- Interactive map of La Rochelle
- 18°54′24″S 32°41′29″E﻿ / ﻿18.90667°S 32.69139°E
- Location: Penalonga, Mutasa District, Manicaland Province, Zimbabwe
- Nearest city: Mutare

History
- Built: 1951–1953
- Built for: Sir Stephen Courtauld MC FRGS; Lady Virginia Courtauld, née Peirano;
- Original use: Country estate, and botanical gardens

Site notes
- Area: 108 ha (approximately)
- Restored: 2014–2015
- Current use: Hotel, and centre of agricultural education
- Governing body: The National Trust of Zimbabwe

= La Rochelle (Zimbabwe) =

Country estate in Zimbabwe

La Rochelle is a country estate situated in the Imbeza Valley of the Eastern Highlands mountain range. Owned by the National Trust of Zimbabwe, the estate was originally built for Sir Stephen Courtauld and Lady Virginia Courtauld, née Peirano.

==History==
The house at La Rochelle was built by Sir Stephen Courtauld and his wife Lady Virginia Courtauld, who settled in Southern Rhodesia in 1951. Architects were invited to design an ambitious property intended for entertainment on a grand scale. The construction of the house was completed in April 1953 and the Courtaulds' fine collection of furniture, paintings and other art from their former home Eltham Palace in London was brought to La Rochelle. A large botanical garden incorporating an arboretum and pinetum was established with the professional help of the British horticulturist John Henry Mitchell. The indigenous wild bush lands in the grounds were also carefully preserved. Orchid houses containing exotic, rare and indigenous orchids were also established.
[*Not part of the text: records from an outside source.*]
PR #1007, opened 2022-02-23
Transformer CDK destination onboarding

shrouti1507:
## Description of the change
Onboarded statsig, variance, autopilot for new transformer CDK
> Description here

- It contains config files for all the destinations
- Unit tests are passing
- E2E is yet to be done

## Related issues

> Fix [#1]() 

### Development

- [ ] Lint rules pass locally

### Code review 


__tests__/autopilot.test.js
```diff
@@ -1,49 +1,6 @@
...
-  
-  describe("Router Tests", () => {
-    it("Payload", async () => {
-      const routerOutput = await transformer.processRouterDest(inputRouterData);
-      expect(routerOutput).toEqual(expectedRouterData);
-    });
-  });
-  
-});
+executeTransformationTest('autopilot', 'processor')
```
saikumarrs, line 5: Let's include the router test as well?

saikumarrs, line 5: There is a difference b/w the display name and the name of integration.
`Facebook Custom Audience` vs `fb_custom_audience`
The support for that is missing here.

__tests__/utilities/test-utils.js
```diff
@@ -0,0 +1,80 @@
...
+
+function executeTransformationTest(dest, transformAt) {
+  const testParams = formTestParams(dest, transformAt);
+  const { iscdkDest, transformer, expected, input } = testParams;
+  
+  const basePath = path.resolve(__dirname, "../../cdk");
+  const factory = new RudderCDK.ConfigFactory(basePath);
+
+  describe(`${dest} Tests`, () => {
+    it(`${dest} - ${transformAt} tests`, async () => {
```
saikumarrs, line 43: Introduce a new `description` field in test case data and use it here.

__tests__/utilities/test-utils.js
```diff
@@ -0,0 +1,80 @@
...
+  }
+  const inputDataFile = fs.readFileSync(
+    path.resolve(__dirname, `../data/${dest}_${trCat}input.json`)
+  );
+  const outputDataFile = fs.readFileSync(
+    path.resolve(__dirname, `../data/${dest}_${trCat}output.json`)
+  );
+  const inputData = JSON.parse(inputDataFile);
+  const expected = JSON.parse(outputDataFile);
+	const cdkDest = ['variance'].filter(({ name }) => name === dest)[0];
```
saikumarrs, line 26: This kind of check is error-prone. Keep a list of reserved function names (`process`, `processAtRouter` etc.) and check whether the module exports it.
CC @sanpj2292

__tests__/utilities/test-utils.js
```diff
@@ -0,0 +1,80 @@
...
+const _ = require('lodash');
+const path = require("path");
+const RudderCDK = require("rudder-transformer-cdk");
+
+function formTestParams(dest, transformAt) {
+	const version = "v0";
+  
+  const transformer = require(
+    path.resolve(__dirname + `../../../${version}/destinations/${dest}/transform`)
+  );
```
saikumarrs, line 11: Why are we expecting `transform.js` to be always present?

__tests__/utilities/test-utils.js
```diff
@@ -0,0 +1,80 @@
...
+            } catch (error) {
+              console.log(error.message)
+              return error.message
+            }
+          })
+        );
+        actualData.map((actData, index) => {
+          console.log("Testing Payload no ",index)
+          if (expected[index].error) {
+            expect(actData).toEqual(expected[index].error);
```
saikumarrs, line 66: Why are we comparing only the `error` string?

__tests__/utilities/test-utils.js
```diff
@@ -0,0 +1,80 @@
...
+              )
+              expect(actualData).toEqual(expected);
+            } catch (error) {
+              console.log(error.message)
+              return error.message
+            }
+          })
+        );
+        actualData.map((actData, index) => {
+          console.log("Testing Payload no ",index)
```
saikumarrs, line 64: Test case number should be made part of the description.

__tests__/utilities/test-utils.js
```diff
@@ -0,0 +1,80 @@
...
+          input.map(async inp => {
+            try {
+              if (!iscdkDest) {
+                return await transformer.process(inp)
+              }
+              return await RudderCDK.Executor.executeStages(
+                inp,
+                factory.getConfig(dest)
+              )
+              expect(actualData).toEqual(expected);
```
saikumarrs, line 56: What's the purpose of this statement?

__tests__/utilities/test-utils.js
```diff
@@ -0,0 +1,80 @@
...
+            } catch (error) {
+              console.log(error.message)
+              return error.message
```
saikumarrs, line 59: This should result in force test case failure.

__tests__/utilities/test-utils.js
```diff
@@ -0,0 +1,80 @@
...
+          console.log("Testing Payload no ",index)
+          if (expected[index].error) {
+            expect(actData).toEqual(expected[index].error);
+          } else {
+            expect(actData).toEqual(expected[index])
+          }
+        });
+      } else {
+        actualData = await transformer.processRouterDest(input);
+        expect(actualData).toEqual(expected);
```
saikumarrs, line 73: Why isn't any elaborate checking made for router tests? Ideally, except for the API to be called on the transformer, everything should be identical.

cdk/autopilot/mapping/identifyMapping.yaml
```diff
@@ -0,0 +1,39 @@
+- destKey: Email
```
saikumarrs, line 1: This file is already under a `mapping` directory. We should not add redundant context with naming it again as `identifyMapping.yaml'.

cdk/autopilot/mapping/identifyMapping.yaml
```diff
@@ -0,0 +1,39 @@
...
+  sourceKeys:
+  - traits.email
+  - context.traits.email
+  required: false
```
saikumarrs, line 5: Keep `required: false` as the default behavior and set it here to override that.

cdk/autopilot/mapping/identifyMapping.yaml
```diff
@@ -0,0 +1,39 @@
...
+- destKey: FirstName
```
saikumarrs, line 6: Please add at least 1 line gap b/w mapping sections for improving the readability.

package.json
```diff
@@ -59,8 +59,9 @@
     "node-cache": "^5.1.2",
     "node-fetch": "^2.6.1",
     "object-hash": "^2.2.0",
-    "prom-client": "^14.0.1",
     "parse-static-imports": "^1.1.0",
+    "prom-client": "^14.0.1",
+    "rudder-transformer-cdk": "file:../rudder-transformer-cdk",
```
saikumarrs, line 64: Leaving a comment here as a reminder to remove this.

cdk/statsig/config.yaml
```diff
@@ -0,0 +1,21 @@
...
+    - page
+    - screen
+    - alias
+    - track
+    - group
+  default:
+    transformation:
+      # Here no mapping is mentioned, so we'd check for mappings existence
+      # Since no mapping file(mapperPath) is found, we will simply send message here
+      # If spreadMessage is also not present, we should probably throw an error
```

The Courtaulds frequently entertained at La Rochelle and held weekly grand dinners for local people and overseas guests. Visitors to Government House in Salisbury (now Harare) regularly went on to La Rochelle as part of their visit to Rhodesia. Distinguished visitors were asked to engrave their signatures with a diamond-tipped stylus on the two large end windows in the house. Signatures include those of Rab Butler, Sybil Thorndike, Julian Amery, Julian Huxley, and Laurens van der Post.

The Courtaulds were very active philanthropists in Rhodesia. Their achievements included the funding of the construction of buildings for the Courtauld Theatre and Queen's Hall in Mutare, and the auditorium of what is now the Zimbabwe College of Music in Harare. Stephen Courtauld presided as chairman of the Board of Trustees of the what is now National Gallery of Zimbabwe. He contributed to the construction costs and provided a substantial endowment fund for the Gallery. The Courtaulds were sponsors of the Capricorn Africa Society, a pressure movement that sought to improve relations between races in the British-administered countries of sub-Saharan Africa. In 1964 the Courtaulds funded the establishment of an agricultural training school named 'Kukwanisa' in the Tsonzo area of Nyanga for African smallholder farmers, which was destroyed during the subsequent war years.

Stephen Courtauld died in Rhodesia in 1967 and Virginia moved to Jersey in 1970, aged 86. In accordance with her husband's wishes, she left the property to the Rhodesian National Trust, requesting that La Rochelle be used as “a venue for conferences either of a public, national, international or educational character”.

==Recent developments==
After periods of disuse and shortages of funding the property was restored and gardens rejuvenated in 2014–15. A hotel with conference facilities incorporating the Courtaulds' house was opened in 2015, and an organic herb farm, with an associated farming training centre, was established in the grounds.